Discussions with my coworkers are among my favorite parts of going to work each day. One thing they regularly do is ask challenging, stimulating questions.

Last week, one asked “why is there such a push to get FS recreation or heritage facilities moved to the Park Service?” “It seems to be a pattern, and what underlies that?” Here are my thoughts in response to that question. I’d be interested in others’ thoughts.

First, there are actually three patterns. One is “place based legislation divvying up areas for uses” that we have discussed on this blog, and Martin has done some fine work. The second is “Wilderness legislation” which also takes pieces of land and makes specific prescriptions. Here is a letter posted today that talks about what that feels like to a local outfitter. The third is “transfer to the Park Service” which also takes pieces of land and gives them certain kinds of management (usually recreation/visitor oriented).

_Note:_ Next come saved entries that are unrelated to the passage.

PR #13920, opened 2018-04-28
syslinux: Add /etc/kernel.d scripts.

travankor:


srcpkgs/syslinux/INSTALL.msg
```diff
@@ -4,3 +4,7 @@ Some optional packages must be installed for additional functionality:
  - gptfdisk: GPT support
  - efibootmgr: EFI support
  - dosfstools: EFI support
+
+Syslinux kernel.d hooks uses 'LABEL void' and 'LABEL voidfallback' to update kernel version for the latest kernel and last known working kernel, respectively.
+Do not use 'LINUX','KERNEL','INITRD', or 'initrd' for the MENU LABEL entry.
+See https://www.syslinux.org/wiki/index.php?title=SYSLINUX#How_do_I_Configure_SYSLINUX.3F for more information on how to setup syslinux.cfg.
```
newbluemoon: I think a line shouldn’t exceed a width of 80 characters.

travankor:
@newbluemoon Thanks, I fixed the formatting on the latest commit. Please let me know if there are any other issues.

I should mention that these scripts will not interfere with other boot menu options (ie: other Linux distros or Void installs with different boot parameters) on the syslinux.cfg file, so using syslinux should be as flexible as before.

Second, in some discussions on the planning rule I have gotten the impression that somehow the FS doesn’t take recreation as seriously as we might- which could lead to the idea that facilities will be better handled and budgeted for by the Park Service. When we have brought up the recreation interests of various stakeholders, sometimes the discussion goes to “we can’t treat it differently than the other multiple uses” or “we are handling that through social science.” If I were a recreationist and heard that, I would feel, to some extent, like I was being blown off.

Recreation is not just another multiple use. Recreation is something that all the people of the US can do on our federal land. We all don’t have grazing allotments, or houses that need fuelbreaks near them, let alone dams, or gas wells, or pipelines or powerlines, but we all can visit and enjoy the national forests. On every forest I’ve ever worked on, from hunting and fishing to hiking to skiing, recreation has been a key use of the national forests. Recreation is different. It is where most of the owners of the national forests interact with the land and the employees. It could easily be considered (with water) a preeminent use. It actually is a preeminent use, but for some reason it seems to be hard for the FS to admit and organizationally get behind.

Is it because many FS employees come from a vegetation background? Is it because the recreation users tend to be in conflict with each other rather than having a united front for getting funding (say, compared to State Foresters)? Is it an artifact of an internal stovepiping? What do we think we’ll have as a #1 priority for most of the landscape in 20 years? 50 years?

As I’ve said before, the number of dispersed campers on weekends in the summer in Colorado and during elk season from New Mexico to Idaho is staggering and probably uncounted. There is an important niche for recreation that is more open to more uses than in National Parks (dogs on trails, dispersed camping, OHVs). What do you think is missing for the FS to give recreation the emphasis it deserves? Or do you agree that it is not “just another multiple use?